[Source material — start]

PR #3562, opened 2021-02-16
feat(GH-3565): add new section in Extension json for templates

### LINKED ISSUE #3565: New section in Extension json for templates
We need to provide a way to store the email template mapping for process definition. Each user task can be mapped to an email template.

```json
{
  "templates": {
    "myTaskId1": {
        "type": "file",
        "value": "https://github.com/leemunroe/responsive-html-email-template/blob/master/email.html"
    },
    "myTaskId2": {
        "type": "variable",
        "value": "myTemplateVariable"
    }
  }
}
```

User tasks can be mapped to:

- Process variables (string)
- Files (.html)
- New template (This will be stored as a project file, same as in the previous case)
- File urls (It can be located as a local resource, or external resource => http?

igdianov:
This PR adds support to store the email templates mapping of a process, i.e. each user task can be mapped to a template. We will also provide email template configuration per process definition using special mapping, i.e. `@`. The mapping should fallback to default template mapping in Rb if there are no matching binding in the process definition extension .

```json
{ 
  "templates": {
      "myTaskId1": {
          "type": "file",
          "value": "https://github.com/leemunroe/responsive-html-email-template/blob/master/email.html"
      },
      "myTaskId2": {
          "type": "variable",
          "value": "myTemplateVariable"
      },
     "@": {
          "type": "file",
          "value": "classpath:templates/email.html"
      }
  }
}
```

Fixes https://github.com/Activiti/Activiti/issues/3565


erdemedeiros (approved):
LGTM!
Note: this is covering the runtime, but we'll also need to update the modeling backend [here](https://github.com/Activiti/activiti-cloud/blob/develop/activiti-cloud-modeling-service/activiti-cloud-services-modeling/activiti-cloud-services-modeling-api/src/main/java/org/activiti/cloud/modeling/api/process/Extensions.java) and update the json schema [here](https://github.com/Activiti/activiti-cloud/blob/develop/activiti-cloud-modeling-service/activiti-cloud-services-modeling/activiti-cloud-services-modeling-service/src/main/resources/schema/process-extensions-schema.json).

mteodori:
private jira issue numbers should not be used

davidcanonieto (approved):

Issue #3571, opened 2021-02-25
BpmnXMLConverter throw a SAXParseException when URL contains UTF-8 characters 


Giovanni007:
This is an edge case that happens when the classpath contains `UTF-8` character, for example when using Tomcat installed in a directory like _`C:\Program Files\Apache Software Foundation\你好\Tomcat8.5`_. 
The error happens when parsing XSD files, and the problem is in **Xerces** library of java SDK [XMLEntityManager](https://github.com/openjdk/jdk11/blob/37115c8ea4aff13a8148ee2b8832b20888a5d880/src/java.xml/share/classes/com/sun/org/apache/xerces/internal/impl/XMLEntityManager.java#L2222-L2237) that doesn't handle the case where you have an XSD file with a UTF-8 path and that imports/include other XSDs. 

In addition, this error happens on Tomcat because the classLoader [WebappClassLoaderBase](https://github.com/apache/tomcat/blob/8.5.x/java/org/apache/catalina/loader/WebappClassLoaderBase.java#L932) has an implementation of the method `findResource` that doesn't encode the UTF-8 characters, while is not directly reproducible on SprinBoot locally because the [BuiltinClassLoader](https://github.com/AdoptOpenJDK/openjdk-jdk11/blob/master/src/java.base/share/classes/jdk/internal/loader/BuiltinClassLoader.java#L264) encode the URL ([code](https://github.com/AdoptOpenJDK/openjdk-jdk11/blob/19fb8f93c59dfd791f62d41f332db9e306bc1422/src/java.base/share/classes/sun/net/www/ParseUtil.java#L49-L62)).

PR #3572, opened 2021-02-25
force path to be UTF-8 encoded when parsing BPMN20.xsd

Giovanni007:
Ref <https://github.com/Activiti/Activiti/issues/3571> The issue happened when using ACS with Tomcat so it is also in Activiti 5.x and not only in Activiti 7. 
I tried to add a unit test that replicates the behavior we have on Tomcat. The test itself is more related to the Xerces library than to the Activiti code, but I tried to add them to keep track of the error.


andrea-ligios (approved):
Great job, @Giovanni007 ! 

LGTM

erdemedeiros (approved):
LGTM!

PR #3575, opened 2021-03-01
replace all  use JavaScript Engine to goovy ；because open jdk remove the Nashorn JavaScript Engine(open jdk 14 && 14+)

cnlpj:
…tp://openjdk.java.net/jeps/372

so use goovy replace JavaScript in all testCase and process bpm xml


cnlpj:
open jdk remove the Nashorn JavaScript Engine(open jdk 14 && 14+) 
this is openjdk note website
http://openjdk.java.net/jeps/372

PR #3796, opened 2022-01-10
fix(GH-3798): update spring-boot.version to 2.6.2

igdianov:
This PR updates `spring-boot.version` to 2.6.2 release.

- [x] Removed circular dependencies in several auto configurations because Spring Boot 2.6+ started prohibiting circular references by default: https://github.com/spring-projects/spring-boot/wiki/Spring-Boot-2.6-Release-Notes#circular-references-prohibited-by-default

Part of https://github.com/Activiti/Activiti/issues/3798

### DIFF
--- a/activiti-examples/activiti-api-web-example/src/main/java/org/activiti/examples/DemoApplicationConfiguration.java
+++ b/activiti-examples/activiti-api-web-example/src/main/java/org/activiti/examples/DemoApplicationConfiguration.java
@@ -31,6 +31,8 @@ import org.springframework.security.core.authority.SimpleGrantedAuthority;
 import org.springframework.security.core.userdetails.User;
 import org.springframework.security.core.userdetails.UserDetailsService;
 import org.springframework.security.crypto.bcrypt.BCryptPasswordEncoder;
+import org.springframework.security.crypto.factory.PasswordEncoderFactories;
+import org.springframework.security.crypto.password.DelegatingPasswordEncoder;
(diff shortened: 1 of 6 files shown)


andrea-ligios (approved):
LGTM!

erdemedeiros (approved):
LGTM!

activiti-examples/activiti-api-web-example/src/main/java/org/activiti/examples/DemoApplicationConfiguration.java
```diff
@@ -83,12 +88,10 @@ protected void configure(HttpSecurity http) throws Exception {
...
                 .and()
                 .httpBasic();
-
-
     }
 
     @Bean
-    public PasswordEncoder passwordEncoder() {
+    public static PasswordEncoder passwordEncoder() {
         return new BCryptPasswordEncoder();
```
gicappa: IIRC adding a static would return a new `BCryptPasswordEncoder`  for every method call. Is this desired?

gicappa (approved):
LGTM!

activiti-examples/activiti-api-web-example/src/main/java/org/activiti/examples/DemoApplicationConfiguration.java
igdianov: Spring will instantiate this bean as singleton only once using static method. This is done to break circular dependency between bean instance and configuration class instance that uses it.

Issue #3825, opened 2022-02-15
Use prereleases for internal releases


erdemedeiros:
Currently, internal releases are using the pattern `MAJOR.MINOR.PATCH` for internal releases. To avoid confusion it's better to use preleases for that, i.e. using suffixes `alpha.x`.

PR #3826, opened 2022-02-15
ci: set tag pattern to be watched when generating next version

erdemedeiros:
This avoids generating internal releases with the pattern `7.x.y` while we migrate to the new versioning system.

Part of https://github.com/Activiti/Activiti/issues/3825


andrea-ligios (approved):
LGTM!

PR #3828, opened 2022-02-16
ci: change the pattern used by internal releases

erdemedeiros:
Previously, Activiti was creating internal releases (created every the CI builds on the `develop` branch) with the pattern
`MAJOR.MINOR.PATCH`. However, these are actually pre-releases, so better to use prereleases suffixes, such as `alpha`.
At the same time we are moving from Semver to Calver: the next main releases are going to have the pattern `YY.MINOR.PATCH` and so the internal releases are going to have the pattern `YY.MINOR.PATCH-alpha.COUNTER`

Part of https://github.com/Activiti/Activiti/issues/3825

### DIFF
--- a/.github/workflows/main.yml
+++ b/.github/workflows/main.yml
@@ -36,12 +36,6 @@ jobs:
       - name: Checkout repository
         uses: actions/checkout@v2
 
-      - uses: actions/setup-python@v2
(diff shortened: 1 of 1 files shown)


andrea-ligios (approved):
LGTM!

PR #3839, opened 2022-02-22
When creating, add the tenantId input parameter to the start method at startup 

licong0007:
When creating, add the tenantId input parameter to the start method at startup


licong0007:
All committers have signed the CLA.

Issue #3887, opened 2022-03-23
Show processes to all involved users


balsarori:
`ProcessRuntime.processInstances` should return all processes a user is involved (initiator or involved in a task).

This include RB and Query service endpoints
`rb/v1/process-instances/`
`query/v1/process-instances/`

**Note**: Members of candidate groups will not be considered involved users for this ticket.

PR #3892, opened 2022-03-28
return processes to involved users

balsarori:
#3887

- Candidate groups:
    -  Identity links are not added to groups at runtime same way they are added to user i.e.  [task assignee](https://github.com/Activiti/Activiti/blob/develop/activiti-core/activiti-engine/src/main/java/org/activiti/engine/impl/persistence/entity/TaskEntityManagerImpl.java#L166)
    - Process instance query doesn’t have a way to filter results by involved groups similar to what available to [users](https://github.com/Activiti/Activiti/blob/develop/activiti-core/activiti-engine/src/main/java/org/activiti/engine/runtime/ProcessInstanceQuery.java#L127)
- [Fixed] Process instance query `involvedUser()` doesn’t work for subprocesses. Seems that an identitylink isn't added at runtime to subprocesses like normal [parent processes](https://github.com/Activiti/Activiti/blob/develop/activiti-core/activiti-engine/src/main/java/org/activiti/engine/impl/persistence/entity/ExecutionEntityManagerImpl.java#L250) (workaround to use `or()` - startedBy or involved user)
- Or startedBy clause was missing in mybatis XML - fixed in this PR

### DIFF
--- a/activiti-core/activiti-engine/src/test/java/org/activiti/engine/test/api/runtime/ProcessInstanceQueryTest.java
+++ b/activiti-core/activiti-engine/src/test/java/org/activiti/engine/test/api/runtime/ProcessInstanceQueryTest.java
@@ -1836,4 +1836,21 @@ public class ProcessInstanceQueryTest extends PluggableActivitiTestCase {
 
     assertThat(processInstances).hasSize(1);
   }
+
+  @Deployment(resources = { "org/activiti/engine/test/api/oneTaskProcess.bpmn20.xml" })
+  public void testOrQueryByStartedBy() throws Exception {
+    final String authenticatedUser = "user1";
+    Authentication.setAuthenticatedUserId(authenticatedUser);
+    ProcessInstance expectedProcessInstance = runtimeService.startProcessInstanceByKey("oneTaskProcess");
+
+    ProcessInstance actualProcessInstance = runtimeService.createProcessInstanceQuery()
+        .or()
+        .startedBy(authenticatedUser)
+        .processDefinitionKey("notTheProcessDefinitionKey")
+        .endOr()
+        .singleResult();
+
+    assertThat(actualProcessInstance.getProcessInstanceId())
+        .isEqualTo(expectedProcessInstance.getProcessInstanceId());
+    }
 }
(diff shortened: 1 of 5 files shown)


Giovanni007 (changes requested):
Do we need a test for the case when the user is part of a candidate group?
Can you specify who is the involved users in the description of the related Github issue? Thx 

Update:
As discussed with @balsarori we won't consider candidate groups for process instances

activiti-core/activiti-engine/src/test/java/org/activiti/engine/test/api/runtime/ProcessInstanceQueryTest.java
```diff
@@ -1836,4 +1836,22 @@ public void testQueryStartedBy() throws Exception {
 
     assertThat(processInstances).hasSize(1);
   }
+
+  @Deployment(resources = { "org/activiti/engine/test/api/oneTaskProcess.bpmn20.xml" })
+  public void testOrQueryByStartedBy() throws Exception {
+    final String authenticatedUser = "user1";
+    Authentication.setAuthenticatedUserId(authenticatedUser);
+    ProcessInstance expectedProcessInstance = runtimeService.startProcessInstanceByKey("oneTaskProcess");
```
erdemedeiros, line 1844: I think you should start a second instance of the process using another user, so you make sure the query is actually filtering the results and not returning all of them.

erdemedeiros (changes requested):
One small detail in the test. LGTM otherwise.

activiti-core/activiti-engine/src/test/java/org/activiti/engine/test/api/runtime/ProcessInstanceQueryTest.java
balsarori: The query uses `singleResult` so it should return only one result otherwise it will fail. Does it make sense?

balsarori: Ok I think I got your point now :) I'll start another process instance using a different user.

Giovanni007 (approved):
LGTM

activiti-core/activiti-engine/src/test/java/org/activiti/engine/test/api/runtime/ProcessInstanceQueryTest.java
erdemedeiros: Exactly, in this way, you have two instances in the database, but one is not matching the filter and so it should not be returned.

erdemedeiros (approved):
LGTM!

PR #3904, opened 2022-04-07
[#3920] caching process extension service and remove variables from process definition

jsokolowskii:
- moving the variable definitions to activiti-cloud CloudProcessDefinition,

[Source material — finish]

The task
In the records above, some lines hold the word "Nashorn"; copy each such line.

Completed exercise
replace all  use JavaScript Engine to goovy ；because open jdk remove the Nashorn JavaScript Engine(open jdk 14 && 14+)
open jdk remove the Nashorn JavaScript Engine(open jdk 14 && 14+) 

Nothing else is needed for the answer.